SAN ANTONIO, Texas — Researchers working under a study designed in conjunction with the National Institutes of Health (NIH) said that acupuncture provides significantly more relief of osteoarthritis knee pain than conventional interventions.
In a press briefing given at the 2004 annual scientific meeting of the American College of Rheumatology (ACR), Marc Hochberg, MD, Professor of Medicine and Head of Rheumatology at the University of Maryland School of Medicine, Baltimore, Maryland, said that the study was the latest to emerge from 13 years of research and prior trials in which the benefits of acupuncture in the relief of pain were observed.
Patients receiving actual acupuncture treatment began achieving significant pain relief 14 weeks into the study, with increasing relief as the patients underwent 23 acupuncture sessions. Overall, the actual acupuncture treatment achieved notable improvement in function (P = 0.01), in pain (P = 0.003), and in global patient improvement (P = 0.02) when compared with a sham procedure.
According to Dr.

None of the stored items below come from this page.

PR #5911, opened 2026-07-18
feat(automations): process-manager substrate + automations pipeline; legacy outbox retired (ADR-052)

0xdeafcafe:
Automations now run on the ADR-052 process-manager substrate, and the `ReactorOutbox` audit shadow that was bloating production is retired. 358 files, +12.8k/-14.2k - a net deletion, which is the point.

## What changed

- **Process-manager substrate (ADR-052).** A staged, typed builder (`.state().intent().on().onWake().outbox()/.schedule()`), a transactional inbox/state/outbox runtime on Postgres, GroupQueue delivery adapters, a revision-fenced wake worker, and a leased intent dispatcher. Topology is authored inline in each pipeline; only executor deps are injected.
- **The automations pipeline.** Deterministic `recordTriggerMatch` idempotency, ID-only audit projection, per-trigger FIFO grouping, the settlement PM, a scheduled graph-alert sweep PM, and a daily webhook-delivery-prune PM that also handles settlement outbox retention. Zero automation CronJobs remain in the Helm chart.
- **Reactors → subscribers.** The six automation outbox reactors are now lightweight trace/evaluation subscribers plus PM intent handlers. Origin guards, settlement/cadence behaviour, `TriggerSent` claim-after-send, graph absence detection, and retry/cap behaviour all carry over. Settlement-cap overflow flushes the oldest matches as immediate dispatch intents - degraded batching under extreme load, never loss.
- **Webhook channel (ADR-040).** Encrypted kept-header secrets, SSRF-fenced delivery, test-fire protection, feature gating (`release_webhook_automations`, default off), and a slim `WebhookDelivery` facts table: outcome, status, latency, capped error, and the receiver's truncated failure response stored verbatim. No redaction - what an endpoint echoes is its own output, and ADR-040 §6 records the decision. Our request content (URL, headers, body) is never stored in any form; rows are pruned after 30 days.
- **`@langwatch/automations` workspace package.** Provider defs, cadences, and the Liquid templating engine extracted to `langwatch/packages/automations` (prisma-free via mirrored enums with a parity test) so cli/mcp/app/web can share one implementation. Provider secret handling is a three-way split: pure shared defs in the package, React halves in `features/automations/providers`, persist/redact hooks on ServerDefs in app-layer. No secret code reachable from the client bundle.
- **Service/repo discipline.** The automations tRPC router goes through services only - no raw prisma left in the router.
- **`ReactorOutbox` retired, carefully.** The model and legacy outbox machinery (`.withOutbox`, heartbeat/leader-lock path) are gone from the code, but the table `DROP` is deliberately *not* in this PR - the legacy table stays for a drain/compatibility release and the contract migration ships separately once old workers are gone.
- **Typecheck caching.** Explicit tsbuildinfo paths under `node_modules/.cache/tsbuildinfo` plus an actions/cache step in CI. Warm checks drop from ~13-19s to ~1.5s.
- **Docs.** ADR-052, ADR-040, ADR-037 refreshed to match what actually shipped; ADR-039 marked superseded; feature specs updated.

## Why

Automation dispatch now uses GroupQueue for every delivery hop and Postgres only for the two durability promises that need it: scheduled wakes and leased intents. That keeps effectively-once subscriber handoff, transactional PM consumption, durable settlement across Redis loss, and per-trigger ordering - without writing an audit copy of every event to Postgres on the way through.

### The settle-window invariant

The process-manager path uses the window-bucketed idempotency key `${triggerId}:${traceId}:${settleWindowBucket}`. The bucket combines the configured `traceDebounceMs` with `floor(occurredAt / max(traceDebounceMs, 1))`; including the width keeps rounds isolated if the trigger's debounce setting changes. Every input derives from the committed event and trigger config, never handler wall-clock, so a redelivered event re-sends byte-identical commands whose events collapse on idempotencyKey.

Actual sends stay gated by the permanent `TriggerSent(triggerId, traceId)` claim, so a notify trigger cannot send the same trace twice across windows. Persist intents include the settle-window bucket in their durable outbox identity, giving dataset and annotation actions a fresh evaluation chance when the first round fails filters and later trace state passes them. A successful persist action still records the claim and stays at-most-once.

## Review rounds

Three so far.

1. **Human + agent round.** All 16 threads (11 from me, 5 langwatch-agent P1/P2s) addressed and resolved with inline replies. Copilot and CodeRabbit both bailed - the PR exceeds their file caps.
2. **Multi-agent audit + fix batch (`3484756967`).** A 16-reviewer sliced audit produced 51 verified findings (1 P0, 23 P1); every P0/P1 was fixed in one batch of 20 parallel packets. The P0: the outbox prune tripped the multitenancy guard on every tick, now a raw DELETE carrying the sanctioned `-- @tenancy:` marker with cross-project regression tests on both store adapters. The rest: RFC 7230 header-name token validation (smuggling attempts are dropped, not mangled), Block Kit markdown/header sanitisation, header-injection strips for `trigger.name` plus a central one at the mailer boundary, fail-closed redaction in the graphs router, `triggerId` in the daily email-cap dedup key, terminal webhook failures keeping the incident claim (no re-POST loop to dead endpoints), the webhook prefill no longer racing the feature flag, the OSS→EE dependency inversion, origin-guard single-sourcing, and ten new test suites. A Kimi K3 cross-review of the batch contributed five of those hardenings; its two remaining notes (typed-error unwrapping for terminal dispatch classification, armSchedule retry policy) are tracked as follow-ups. P2/P3 findings are in the review report and deliberately deferred.
3. **The verbatim decision (`408ab2db6d`).** The delivery-log scrub is gone entirely. Masking what a receiver echoes would hide exactly what the log exists to show, and exact-match scrubbing is evadable anyway - so the boundary is drawn one level up (request content never persisted, 30-day prune) and ADR-040 §6 records it.

## Validation

- Full `tsgo --noEmit` clean on both the app and tests projects; package `tsc --noEmit` clean.
- 440 tests green across the 45 touched suites in the final sweep (event-sourcing, automations app-layer, providers, templating, drawers, delivery); ~1,600 across the wider rework.
- `pnpm check:feature-parity` - 2,514 enforced scenarios bound.
- CI green on `408ab2db6d`: required checks (validate title, typecheck, build), langwatch-app-ci, and e2e-ci (one rerun - the readiness poll expired 5 seconds before the API finished booting; all pipelines registered cleanly). The only red is sdk-python-ci, which fails on an OpenAI quota error in an examples test and touches nothing in this PR.

## Deployment Impact

- **Env vars:** none added or changed (`.env.example` untouched). Webhook header secrets reuse the existing `CREDENTIALS_SECRET`.
- **Helm values:** `cronjobs.jobs.alertTriggers` is removed from `values.yaml` - the `/api/cron/triggers` endpoint no longer exists. Operators overriding that key have a harmless dangling override. No new values.
- **Vanilla `helm install`:** the alert-triggers CronJob is no longer rendered; custom-graph threshold alerts and the daily webhook delivery-log prune both run on the workers Deployment (`workers.enabled`, on by default). Two new Postgres migrations run on app start (process-manager tables + `WebhookDelivery`). The legacy `ReactorOutbox` table is **not** dropped in this release - old worker replicas keep working during a rolling deploy; the `DROP` ships as a separate contract migration next release.
- **BYOC dataplane:** webhook automations make outbound HTTPS (443) calls from worker pods to customer endpoints, behind SSRF protection; egress policies that block outbound traffic from workers will block the feature. The channel is gated behind the `release_webhook_automations` feature flag (default off), so nothing fires until it is enabled.

https://claude.ai/code/session_01Rxp9AeY1d18xEW7KnNCEt1


charts/langwatch/README.md
```diff
@@ -511,10 +511,10 @@ npx @bitnami/readme-generator-for-helm --readme ./README.md --values values.yaml
 | `cronjobs.jobs.topicClustering.enabled`  | Enable topic clustering job.                       | `true`                                |
 | `cronjobs.jobs.topicClustering.schedule` | Cron schedule.                                     | `0 0 * * *`                           |
 | `cronjobs.jobs.topicClustering.endpoint` | Endpoint path.                                     | `/api/cron/schedule_topic_clustering` |
-| `cronjobs.jobs.alertTriggers`            | Alert triggers job.                                |                                       |
-| `cronjobs.jobs.alertTriggers.enabled`    | Enable alert triggers job.                         | `true`                                |
-| `cronjobs.jobs.alertTriggers.schedule`   | Cron schedule.                                     | `*/3 * * * *`                         |
-| `cronjobs.jobs.alertTriggers.endpoint`   | Endpoint path.                                     | `/api/cron/triggers`                  |
+| `cronjobs.jobs.webhookDeliveryCleanup`          | Webhook delivery-log prune job.             |                                       |
```
0xdeafcafe: we should be removing cron jobs fully

langwatch/src/server/event-sourcing/pipelines/automations/pipeline.ts
```diff
@@ -0,0 +1,31 @@
...
+    .withAggregateType("trigger")
+    .withMapProjection(
+      "automationAudit",
+      createAutomationAuditMapProjection({ store: deps.automationAuditStore }),
+    )
+    .withCommand("recordTriggerMatch", RecordTriggerMatchCommand, {
+      serializeByAggregate: true,
+    })
+    .withProcessManager("triggerSettlement", deps.triggerSettlement)
+    .withProcessManager("graphAlertSweep", deps.graphAlertSweep)
```
0xdeafcafe: the `deps` here, should be defined inline... like the ADR

langwatch/src/server/event-sourcing/pipelines/automations/pipeline.ts
```diff
@@ -0,0 +1,31 @@
...
+  return definePipeline<AutomationEvent>()
+    .withName("automations")
+    .withAggregateType("trigger")
+    .withMapProjection(
+      "automationAudit",
+      createAutomationAuditMapProjection({ store: deps.automationAuditStore }),
+    )
+    .withCommand("recordTriggerMatch", RecordTriggerMatchCommand, {
+      serializeByAggregate: true,
+    })
```
0xdeafcafe, line 105: there is a huge confusion of where things should go.

src/automations/providers
src/features/automations
src/server/triggers
src/server/app-layer/triggers
src/server/app-layer/automations
src/server/triggers
src/shared/templating

all of this is a mess.

process manager, outbox, intents, etc. etc. should all be in:  
src/server/event-sourcing/pipelines/automations

ALL frontend should be in:  
src/features/automations

ONLY shared code should be in:
src/shared/templating - maybe src/shared/automations

ALL Services, Repos, etc. for automations should be in: src/server/app-layer/automations (not triggers, old name, it's gone)

Then, all webhook logic in src/server/app-layer/automations too for now, until we move it out somewhere else.

langwatch/prisma/migrations/20260718100100_create_webhook_delivery/migration.sql
```diff
@@ -0,0 +1,44 @@
+-- ADR-040 §6: per-attempt webhook delivery log — the drill-down behind a
+-- webhook automation's "recent fires". One row per HTTP attempt; all attempts
+-- of one logical fire share `dispatchId` (== the X-LangWatch-Event-Id). Header
+-- values are stored REDACTED (auth/signature masked to '***'); the response
+-- snippet is size-capped by the writer. Rows are pruned after 30 days.
+
+-- CreateEnum
+CREATE TYPE "WebhookDeliveryOutcome" AS ENUM ('success', 'retryable', 'terminal', 'pending');
```
0xdeafcafe, line 9: > values are stored REDACTED 

just don't store them for now. store if there was an error, log sensible things about it. don't reinvent the wheel.

langwatch/prisma/migrations/20260718100100_create_webhook_delivery/migration.sql
```diff
@@ -0,0 +1,44 @@
...
+
+-- CreateTable
+CREATE TABLE "WebhookDelivery" (
```
0xdeafcafe, line 12: review the spec, i think we wanted a slim facts table, no?

langwatch/ee/governance/subscribers/traceAlertTriggerMatch.subscriber.ts
```diff
@@ -0,0 +1,50 @@
...
+    event: TraceProcessingEvent,
+    context: TriggerContext<TraceSummaryData>,
+  ): Promise<void> => {
+    if (!passesTraceOriginGuards(event, context.state)) return;
+    const triggers = await deps.triggers.getActiveTraceTriggersForProject(
+      context.tenantId,
+    );
+    for (const trigger of triggers) {
+      if (classifyTriggerFilters(trigger.filters).hasEvaluationFilters) continue;
+      await deps.recordTriggerMatch.send({
```
0xdeafcafe, line 33: durable events must be idempotent as fuck

langwatch/prisma/schema.prisma
0xdeafcafe, line 376: what do we do here? i think we can fold this down into something else too, no? what did the spec say

langwatch/src/automations/providers/definitions/webhook/secret.ts
```diff
@@ -0,0 +1,93 @@
+import { decrypt, encrypt } from "~/utils/encryption";
+import {
+  WEBHOOK_HEADER_VALUE_KEPT,
+  type WebhookActionParams,
+} from "./shared";
+
+/**
+ * Server-only handling of webhook header secrets (ADR-040 §3). Header values
```
0xdeafcafe: 1) should be in app-layer
2) think we're re-inventing the wheel here? we have cred store
3) holy bad code this is shit

langwatch/src/automations/providers/definitions/webhook/server.ts
```diff
@@ -0,0 +1,8 @@
+import { TriggerAction } from "@prisma/client";
```
0xdeafcafe: wat

langwatch/packages/automations/src/providers/webhook.ts
```diff
@@ -0,0 +1,147 @@
...
+export function isReservedWebhookHeader(name: string): boolean {
+  const lower = name.trim().toLowerCase();
+  return (
+    RESERVED_HEADER_NAMES.has(lower) || lower.startsWith(RESERVED_HEADER_PREFIX)
+  );
+}
+
+/** Drops reserved keys and entries with empty names/values. Header values are
+ *  stripped of CR/LF so a stored header can never smuggle a second one. */
+export function sanitizeWebhookHeaders(
```
0xdeafcafe, line 48: this is awful over the top spaghetti code.

langwatch/src/features/automations/providers/registry.ts
```diff
@@ -9,6 +9,12 @@ import emailClient, { type EmailSlice } from "./definitions/email/client";
 import emailShared, { type EmailPreview } from "./definitions/email/shared";
 import slackClient, { type SlackSlice } from "./definitions/slack/client";
 import slackShared, { type SlackPreview } from "./definitions/slack/shared";
+import webhookClient, {
```
0xdeafcafe, line 12: the line of splitting code here is not good. secrets so close to client, for starters.

langwatch/prisma/migrations/20260718000000_drop_reactor_outbox/migration.sql
```diff
@@ -0,0 +1,6 @@
+-- ADR-052: automations dispatch moved onto the process-manager substrate
+-- (ProcessManagerInbox/Instance/Outbox). The legacy ReactorOutbox audit
+-- table has no readers left; in-flight rows at cutover are pending
+-- notifications whose loss window the ADR accepts (minutes, alert-class).
+DROP TABLE IF EXISTS "ReactorOutbox";
```
langwatch-agent: **P1 — This cutover destroys live legacy work and is unsafe during a rolling deployment.** `ReactorOutbox` is the durable retry queue used by the current release. This migration runs when a new app pod starts, before old worker replicas are necessarily gone; dropping the table can lose queued alert/persist actions and make old workers fail their next read. The new queue tombstone also deliberately ACK-drops the corresponding Redis jobs, so this is not recoverable by retry. Keep the legacy schema and consumer compatibility for a drain/compatibility release, then contract only after rows and old workers are gone.

langwatch/src/server/event-sourcing/pipelines/automations/process-manager/triggerSettlement.process.ts
```diff
@@ -0,0 +1,201 @@
...
+      settleWindowBucket: settleWindowBucket({
+        occurredAt: at,
+        traceDebounceMs: view.traceDebounceMs,
+      }),
+    },
+  };
+  let overflowDropped = previousState.overflowDropped;
+  const traceIds = Object.keys(pendingMatches);
+  if (traceIds.length > MAX_PENDING_MATCHES) {
+    const oldestFirst = traceIds.sort(
```
langwatch-agent, line 76: **P1 — The sole durable pending-work state silently discards customer matches at 1,001 entries.** A high-volume trigger using an hourly/digest cadence (or a delayed worker) reaches this branch before its wake; the oldest trace is deleted, no dispatch intent is created for it, and the durable inbox prevents replaying the original event as a recovery path. `logOverflow` only logs the loss. Do not evict pending matches from the correctness path: keep them durable and drain in bounded batches, or make a durable per-match outbox/queue the source of truth.

langwatch/src/features/automations/ViewAutomationDrawer.tsx
```diff
@@ -75,9 +76,18 @@ export function ViewAutomationDrawer({
     { triggerId: automationId, projectId: project?.id ?? "", limit: 20 },
     { enabled: !!project?.id },
   );
+  // ADR-040 §6: the per-attempt delivery log, only for webhook automations.
+  const webhookDeliveriesQuery = api.automation.getWebhookDeliveries.useQuery(
```
langwatch-agent, line 80: **P2 — This new unconditional hook property access breaks the existing drawer integration suite.** Even with `enabled: false`, the test API mock must resolve `automation.getWebhookDeliveries.useQuery`; it does not, so all three `ViewAutomationDrawerConditions` tests throw before assertions. Extend the shared API mock (and keep the query disabled for non-webhook actions) so the suite exercises the component again.

langwatch/src/server/app-layer/automations/delivery/sendWebhook.ts
```diff
@@ -0,0 +1,201 @@
...
+import { sendHttpDestination } from "./httpDestination";
+
+/**
+ * The webhook channel's SSRF policy (ADR-040 §4): private-IP / localhost
+ * blocking is FORCED ON regardless of the global BLOCK_LOCAL_HTTP_CALLS
+ * toggle — a customer-supplied URL fired from our workers must never reach
+ * `10.x` / `localhost`, even in deployments that relax the toggle for their
+ * own internal integrations.
+ */
+const validateWebhookUrl = createSSRFValidator({
```
langwatch-agent, line 24: **P2 — Importing this module now breaks both HTTP proxy integration suites.** Those suites mock `~/utils/ssrfProtection` with only `ssrfSafeFetch`; evaluating this module needs `createSSRFValidator`, so Vitest aborts before collecting tests. Make those mocks partial mocks of the actual module, or provide a `createSSRFValidator` stub alongside the existing fetch mock.

langwatch/src/server/triggers/__tests__/deliverWebhook.unit.test.ts
```diff
@@ -0,0 +1,142 @@
...
+        dispatchId: "evt_abc",
+        requestMethod: "POST",
+        requestUrl: "https://example.com/hook",
+        responseStatus: 201,
+        outcome: "success",
+      });
+      // The secret header value is masked in the log row.
+      expect(rows[0]!.requestHeaders).toEqual({
+        Authorization: "***",
+        "X-Trace": "t1",
```
langwatch-agent: **P2 — The committed delivery test contradicts the new redaction contract and currently fails.** `redactHeadersForLog` deliberately masks every custom header value, but this expectation retains `X-Trace: t1`. The focused test run fails exactly here. Update the assertion to require every value to be redacted and retain an explicit header-name-preservation check.

langwatch-agent (changes requested):
Request changes — 2 P1s and 3 P2s are detailed inline. The existing migration-order thread is also a release blocker and should be resolved rather than duplicated here.

charts/langwatch/README.md
0xdeafcafe: Done — both automation CronJobs are removed entirely: `alertTriggers` is gone (custom-graph threshold alerts fire from the event-sourced worker path, ADR-034) and the delivery-log prune runs as a daily scheduled process manager (ADR-040 §6). Only the unrelated `topicClustering` cron remains, with a NOTE in values.yaml documenting the removal.

langwatch/src/server/event-sourcing/pipelines/automations/pipeline.ts
0xdeafcafe: Done — the PM topology (states, intents, evolve/wake handlers, outbox tuning) is authored inline in `pipeline.ts` per the ADR-052 builder shape. Only executor deps (audit store, dispatch, sweep, prune) are injected; the `*PM(deps)` factories are gone.

langwatch/src/server/event-sourcing/pipelines/automations/pipeline.ts
0xdeafcafe: Restructured to exactly this split: PM/intents/outbox/wiring under `src/server/event-sourcing/pipelines/automations`, all frontend under `src/features/automations`, services/repos/delivery under `src/server/app-layer/automations`, and truly shared code (provider defs, cadences, templating) extracted into the `@langwatch/automations` workspace package (`langwatch/packages/automations`) so cli/mcp/app/web can share it. `src/automations`, `src/server/triggers`, and `src/shared/templating` no longer exist.

langwatch/prisma/migrations/20260718100100_create_webhook_delivery/migration.sql
0xdeafcafe: Landed on the industry baseline we discussed after this: our request content (URL, headers, body) is never stored in any form — no redacted copies. On failure we keep status, latency, a capped error message, and a truncated copy of the *receiver's* response (with any of our configured header values scrubbed if echoed), plaintext like GitHub/Stripe, pruned after 30 days by a scheduled PM.

langwatch/prisma/migrations/20260718100100_create_webhook_delivery/migration.sql
0xdeafcafe: Done — slim facts table now: outcome, responseStatus, latencyMs, capped error, truncated failure response, dispatchId (== X-LangWatch-Event-Id), firedAt. Nothing else; 30-day prune.

langwatch/ee/governance/subscribers/traceAlertTriggerMatch.subscriber.ts
0xdeafcafe: Done — every input to the idempotency key (triggerId, traceId, settle-window bucket from occurredAt + traceDebounceMs) now derives from the committed event and trigger config, never handler wall-clock. A redelivered event re-sends byte-identical commands whose events collapse on idempotencyKey in the store. Contract documented at the send site.

langwatch/prisma/schema.prisma
0xdeafcafe: Folded — `ReactorOutbox` is gone from the schema, replaced by the generic ProcessManagerInbox/Instance/Outbox substrate every PM shares (the generic intents shape you described). The table DROP itself is deferred one release so old workers can drain (per the rolling-deploy P1 below).

langwatch/src/automations/providers/definitions/webhook/secret.ts
0xdeafcafe: This file is gone. Secret handling now lives in the provider's server half (`src/server/app-layer/automations/providers/webhook/server.ts`) as `persistActionParams`/`redactActionParams` hooks on the ServerDef, using the shared `encrypt`/`decrypt` (CREDENTIALS_SECRET) — the same discipline as the Slack bot token.

langwatch/src/automations/providers/definitions/webhook/server.ts
0xdeafcafe: Gone — rewritten as part of the provider three-way split; the server half is now a plain ServerDef with persist/redact hooks in app-layer.

langwatch/packages/automations/src/providers/webhook.ts
0xdeafcafe: Rewritten — the shared webhook module is now small pure helpers (reserved-header check, header sanitisation with CR/LF stripping, https-only URL shape check) plus the kept-sentinel contract, each documented. The persistence/encryption spaghetti moved behind the ServerDef hooks in app-layer.

langwatch/src/features/automations/providers/registry.ts
0xdeafcafe: Split three ways: pure shared defs in `@langwatch/automations`, React halves in `src/features/automations/providers/*/client`, and secret-touching server halves in `src/server/app-layer/automations/providers`. The client registry imports only shared+client modules — no encrypt/decrypt or server code reachable from the browser bundle; a parity test keeps the three registries aligned.

langwatch/prisma/migrations/20260718000000_drop_reactor_outbox/migration.sql
0xdeafcafe: Agreed — this migration is deleted. The legacy `ReactorOutbox` table stays for a drain/compatibility release; the DROP ships as a separate contract migration once old workers are gone.

langwatch/src/server/event-sourcing/pipelines/automations/process-manager/triggerSettlement.process.ts
0xdeafcafe: Fixed — cap evictions no longer discard matches. Overflow now flushes the oldest matches as immediate dispatch intents through the durable outbox (degraded batching under extreme load, never loss), plus a `logOverflow` intent for visibility. Covered by unit tests and the 'Pending matches are bounded without losing matches' scenario.

langwatch/src/features/automations/ViewAutomationDrawer.tsx
0xdeafcafe: Fixed — the shared API mock now provides `automation.getWebhookDeliveries.useQuery` (and the query stays disabled for non-webhook actions). All drawer suites pass: 35/35 across AutomationDrawer, ViewAutomationDrawer, ViewAutomationDrawerConditions.

langwatch/src/server/app-layer/automations/delivery/sendWebhook.ts
0xdeafcafe: Fixed — those suites now partial-mock `~/utils/ssrfProtection` via `importOriginal`, overriding only `ssrfSafeFetch`, so `createSSRFValidator` resolves from the real module. Both proxy suites pass (40/40).

langwatch/src/server/triggers/__tests__/deliverWebhook.unit.test.ts
0xdeafcafe: Fixed — the test moved with the module and now asserts the final contract: our configured header values are always scrubbed when echoed in the receiver's response (names preserved). Suite green.

langwatch/prisma/migrations/20260718100100_create_webhook_delivery/migration.sql
0xdeafcafe: Final iteration (408ab2db6d): the scrub is gone entirely — the receiver's failure response is stored verbatim (truncated, 30-day prune). ADR-040 §6 now records the decision: what the endpoint echoes is its own output, masking would hide exactly what the log exists to show, and our request content is never stored in any form.

0xdeafcafe:
Completed several rounds of adversarial code reviews of this with kimi k3 high, coded sol xhigh, and fable high. i'm confident with the pr.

Hochberg, the differences between the actual acupuncture procedure and traditional therapy were even more significant, but he withheld those figures pending publication of the manuscript.
"These results allow us to conclude that traditional Chinese acupuncture is an effective intervention for the relief of pain and improvement of function when used as an adjunctive treatment for people with osteoarthritis of the knee who still have moderate or greater pain despite being on background therapy of antiinflammatory drugs," he said.
Funded and under the aegis of the NIH's National Center for Complementary and Alternative Medicine, the large clinical trial consisted of 570 patients who were taking antiinflammatory medicine for relief of osteoarthritis of the knee but still experiencing pain. The patients were randomly assigned to three treatment groups. One group of 190 patients received traditional Chinese acupuncture, involving the placement of 9 needles around the knees and elsewhere on the body. A second group consisting of patients naÑ—ve to acupuncture procedures was treated with "sham" acupuncture; instead of the needles being inserted into the skin, they were taped onto the skin. The third group received educational intervention based on the widely used work of Kate Lorig, RN, DrPh, of Stanford University in Stanford, Calif.
Dr. Hochberg said that both the sham treatment and the actual Chinese acupuncture showed significant improvement in pain over the traditional intervention. In turn, the traditional Chinese acupuncture was notably superior to the sham procedure, providing significant improvement in function after 8 weeks with ongoing improvement over the course of the 26-week study.
"I think that these sorts of studies will increase interest in acupuncture and other modalities of treatment," said Joseph Flood, MD, Clinical Assistant Professor of Medicine at Ohio State University, Columbus, who moderated the press briefing on behalf of the American College of Rheumatology. "I think we will need more studies before we see how it will fit into the clinical treatment of people with osteoarthritis. I think these are interesting insights that are scientifically validated now, which makes a good deal of difference to us," he told CiaoMed.